## ACTIVITY
Report each line of the data that contains the string "only".

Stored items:

:::::

PR #5674, opened 2024-08-30
cts: delete leaked iterators

AcKoucher:
As I was studying the code to see how to avoid using clock buffers during post-placement optimization I realized that the Lib iterators are not being freed after used in CTS.


maliberty (approved):

precisionmoon:
Good catch!

PR #5814, opened 2024-09-27
ppl: a group is on a single metal layer

oharboe:
Improve error message for non-obvious problem.

I have a macro that is routed by abutment and temporarily during development I need to have a LOT of pins which can't fit on a single metal layer. I therefore increase the number of metal layers via IO_LAYER_H, but it still failed because I had a `set_io_pin_constraint -group -order` constraint which forced all pins to be put on a single metal layer.

It was not obvious to me that a group can't span metal layers... I'm hoping that mentioning "metal layer" here will key the user onto the problem.

Knowing this, I was able to work around some global routing congestion errors by removing a constraint:

```
 foreach {direction direction2 names} $assignments {
     set mirrored [zip {*}$names]
     set_io_pin_constraint -region $direction2:* -pin_names [lindex $names 1]
-    set_io_pin_constraint -group -order -pin_names [lindex $names 1]
+    #set_io_pin_constraint -group -order -pin_names [lindex $names 1]
     set_io_pin_constraint -mirrored_pins $mirrored
 }
```

### DIFF
--- a/src/ppl/src/IOPlacer.cpp
+++ b/src/ppl/src/IOPlacer.cpp
@@ -385,7 +385,8 @@ int IOPlacer::placeFallbackPins(bool random)
             logger_->error(PPL,
                            93,
                            "Pin group of size {} does not fit in the "
-                           "constrained region {:.2f}-{:.2f} at {} edge. "
+                           "constrained region {:.2f}-{:.2f} at {} edge on a "
+                           "single metal layer. "
                            "First pin of the group is {}.",
                            group.first.size(),
                            getBlock()->dbuToMicrons(interval.getBegin()),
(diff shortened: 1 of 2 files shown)


eder-matheus (approved):
@oharboe Thanks for updating the error message. I will work on supporting multiple layers for pin groups and constraints.

oharboe:
> @oharboe Thanks for updating the error message. I will work on supporting multiple layers for pin groups and constraints.

Thanks!

Note that the important thing for us is to have good error messages here that clue us onto the problem, the actual feature set of openroad is sufficient for our part here.

The solution in our case was simply to add some more pin layers and remove a group constraint for pins.

PR #5815, opened 2024-09-27
gui: fix pauser to stop repeated triggering

gadfort:
Changes:
- add single shot to pauser timer in GUI, this prevents it from continuing run and trigger when pausing is not needed
- avoids formatting the idle/pause label when timer is not running, but update is still called.


maliberty:
I don't understand the goal.  If a pause is requested shouldn't we always pause?

gadfort:
@maliberty if the pause is requested with a timeout (then the timer is started), since this timer is not set as singleshot, it will repeat over and over again, this ensures the timer only triggers once (per pause).
The issue that exposes this would be a pause with a timeout followed by a pause without
```
gui::pause 1000
gui::pause <- this will get unpaused by the timer that is continuing to run.
```

maliberty (approved):

maliberty:
I didn't even know we had pause with a timeout :)

PR #5817, opened 2024-09-27
deltaDebug.py: fewer red lines in editor, no change

oharboe:
no change, just fewer red lines in python editors while wandering through the code.

### DIFF
--- a/etc/deltaDebug.py
+++ b/etc/deltaDebug.py
@@ -1,21 +1,28 @@
 ################################
 # You need to provide the script with 3 main arguments
 # --base_db_path <the relative path to the db file to perform the step on>
-# --error_string <the output that indicates a target error has occured>
+# --error_string <the output that indicates a target error has occurred>
 # --step <Command used to perform a step on the base_db file>
 # You also have 1 additional argument
-# --persistence <a value in [1,6] indicating maximum granularity where maximum granularity = 2^persistence>
-# --use_stdout <a flag to either enable or disable detecting the error string from stdout in addition to stderr>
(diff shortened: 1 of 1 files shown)


gadfort:
@oharboe I think a python lint spec is needed since your "red lines" might be different from "mine" (I'm not disagreeing this PR, just observing).

maliberty (approved):

maliberty:
@gadfort do you think we should use the same as OR (https://github.com/The-OpenROAD-Project/OpenROAD/blob/master/.github/workflows/black.yaml)?

oharboe:
> @gadfort do you think we should use the same as OR (https://github.com/The-OpenROAD-Project/OpenROAD/blob/master/.github/workflows/black.yaml)?

I'm confused, aren't we doing that already?

I just fixed some additional line-length issues and re-ran black; slightly stricter than black for some default visual studio config.

Ideally black would just fix everything so we never have to be distracted in IDEs again :-)

maliberty:
I see so the request is for a black settings file?

gadfort:
@maliberty yeah, I didn't realize there was a formatter running since the files don't appear to be formatted

maliberty:
@gadfort what seems unformatted?  I ran black and didn't find anything.

gadfort:
@maliberty I'm mistaken, I was thinking of the test files, but those were formatted.

maliberty:
@oharboe it sounds like your setting in VS are the issue.  The files are all formatted according to black and you wouldn't see any issue with compatible settings.

PR #2305, opened 2022-09-26
Grt: improve repair antennas

luis201420:

PR #5819, opened 2024-09-27
CTS-Avoid level balance buffers overlap.

arthurjolo:
The current Level Balancer of CTS tends to insert buffers one on top of the other and when they are legalized a cluster of buffers is formed, issue [#2305](https://github.com/The-OpenROAD-Project/OpenROAD-flow-scripts/issues/2305) shows an example of this. This happens specially if the clock buffers are large and it creates a high congested area that can lead to the global router finishing with overflow.

This PR changes the level balancer to avoid overlapping the inserted buffers and preventing the creation of the clusters of buffers. The next images show the result for the regressions test of CTS _balance_levels_:
Current:
image

New:
image

### DIFF
--- a/src/cts/src/LevelBalancer.cpp
+++ b/src/cts/src/LevelBalancer.cpp
@@ -101,16 +101,16 @@ void LevelBalancer::addBufferLevels(TreeBuilder* builder,
   const double centroidY = totalY / cluster.size();
   int x = prevLevelSubNet->getDriver()->getX();
   int y = prevLevelSubNet->getDriver()->getY();
-  
-  int steps = std::max((int)((centroidY - y) / height), 1);
-  int buffPerStep = std::ceil((float)bufLevels / (float)steps);
+
+  int steps = std::max((int) ((centroidY - y) / height), 1);
+  int buffPerStep = std::ceil((float) bufLevels / (float) steps);
 
   for (unsigned level = 0; level < bufLevels; level++) {
     // Add buffer
-    if(level % buffPerStep) {
-      x = (x + width) ;
+    if (level % buffPerStep) {
+      x = (x + width);
     } else {
-      y = (y + height) ;
+      y = (y + height);
     }
     Point<double> bufferLoc(x / wireSegmentUnit_, y / wireSegmentUnit_);
     Point<double> legalBufferLoc
--- a/src/cts/src/LevelBalancer.cpp
+++ b/src/cts/src/LevelBalancer.cpp
@@ -94,22 +94,25 @@ void LevelBalancer::addBufferLevels(TreeBuilder* builder,
     totalX += clockInstObj->getX();
     totalY += clockInstObj->getY();
   }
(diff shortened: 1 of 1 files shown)


src/cts/src/LevelBalancer.cpp
```diff
@@ -94,22 +94,26 @@ void LevelBalancer::addBufferLevels(TreeBuilder* builder,
...
-        = (driverX
-           + (centroidX - driverX) * (double) (level + 1) / (bufLevels + 1))
-          / wireSegmentUnit_;
-    double y
-        = (driverY
-           + (centroidY - driverY) * (double) (level + 1) / (bufLevels + 1))
-          / wireSegmentUnit_;
-    Point<double> bufferLoc(x, y);
+    if (level % buffPerStep) {
+      x = (x + width);
```
maliberty, line 112: `x += width;` is more idiomatic.  (likewise y)

src/cts/src/LevelBalancer.cpp
```diff
@@ -94,22 +94,26 @@ void LevelBalancer::addBufferLevels(TreeBuilder* builder,
...
-  const int driverY = prevLevelSubNet->getDriver()->getY();
+  int x = prevLevelSubNet->getDriver()->getX();
+  int y = prevLevelSubNet->getDriver()->getY();
+
+  int dir = (centroidY - y) / std::abs(centroidY - y);
+  double height = builder->getBufferHeight() * wireSegmentUnit_ * dir;
+  double width = builder->getBufferWidth() * wireSegmentUnit_ * dir;
+
+  int steps = std::max((int) (std::abs((centroidY - y) / height)), 1);
+  int buffPerStep = std::ceil((float) bufLevels / (float) steps);
```
maliberty, line 107: const

src/cts/src/LevelBalancer.cpp
```diff
@@ -94,22 +94,26 @@ void LevelBalancer::addBufferLevels(TreeBuilder* builder,
...
   }
-  const double centroidX = totalX / cluster.size();
+
   const double centroidY = totalY / cluster.size();
-  const int driverX = prevLevelSubNet->getDriver()->getX();
-  const int driverY = prevLevelSubNet->getDriver()->getY();
+  int x = prevLevelSubNet->getDriver()->getX();
+  int y = prevLevelSubNet->getDriver()->getY();
+
+  int dir = (centroidY - y) / std::abs(centroidY - y);
```
maliberty, line 102: Why use the same direction for both x & y?  You might be moving away from the centroid in x.

maliberty (changes requested):

arthurjolo:
Secure Ci is passing, only need to update a antenna diode count metric for 1 design. I am going to create a PR for this update.

src/cts/src/LevelBalancer.cpp
arthurjolo: Yes, I missed that. It was already fixed, thanks.

arthurjolo:
Close as balance levels is now obsolete.

PR #5821, opened 2024-09-28
drt: genPattern code duplication elimination

bnmfw:
[Context] I'm starting to take a look at the Access Pattern generation in the PA module, as until now I only looked at the Access Point generation. I just started, but this code duplication case stood out like a sore thumb. I don't like naming functions "helper" but I intend to change the names of Access Patterns generation functions later so I created a temporary name.

Eliminates code duplication in `genPatterns`. Creates an auxiliary function `genPatterns_helper` to execute the duplicated code so the helper is called twice instead of repeating the code.

Git diff is making it hard to see that the code was in fact duplicated. If its hard to see I recommend looking at `genPatterns` in master to see that there is a clear repetition just changing `pins` to `reversed_pins`.

Also adds spaces between functions declarations on the header file. This will make future git diffs adding doxygen and changing names more clear.

### DIFF
--- a/src/drt/src/pa/FlexPA.h
+++ b/src/drt/src/pa/FlexPA.h
@@ -485,8 +485,8 @@ class FlexPA
       std::set<std::vector<int>>& inst_access_patterns,
       std::set<std::pair<int, int>>& used_access_points,
       std::set<std::pair<int, int>>& viol_access_points,
-      const int curr_unique_inst_idx,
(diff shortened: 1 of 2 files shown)


osamahammad21 (changes requested):
address clang-tidy requested changes

osamahammad21 (approved):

:::::

## EXERCISE RESPONSE
@maliberty if the pause is requested with a timeout (then the timer is started), since this timer is not set as singleshot, it will repeat over and over again, this ensures the timer only triggers once (per pause).
Secure Ci is passing, only need to update a antenna diode count metric for 1 design. I am going to create a PR for this update.
[Context] I'm starting to take a look at the Access Pattern generation in the PA module, as until now I only looked at the Access Point generation. I just started, but this code duplication case stood out like a sore thumb. I don't like naming functions "helper" but I intend to change the names of Access Patterns generation functions later so I created a temporary name.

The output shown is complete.